**EXERCISE**
Your task is to retype, exactly and with nothing else, every line from the one containing "fix: Console URL parsing improvements" to the end of the listing.

**GIVEN RECORDS**
┌────────
PR #610, opened 2025-02-20
fix: Console URL parsing improvements

maciaszczykm:


michaeljguarino (approved):

michaeljguarino (commented):
we should probably get rid of that build dind image action to avoid the spammy failures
└────────
**OUTPUT**
fix: Console URL parsing improvements

maciaszczykm:


michaeljguarino (approved):

michaeljguarino (commented):
we should probably get rid of that build dind image action to avoid the spammy failures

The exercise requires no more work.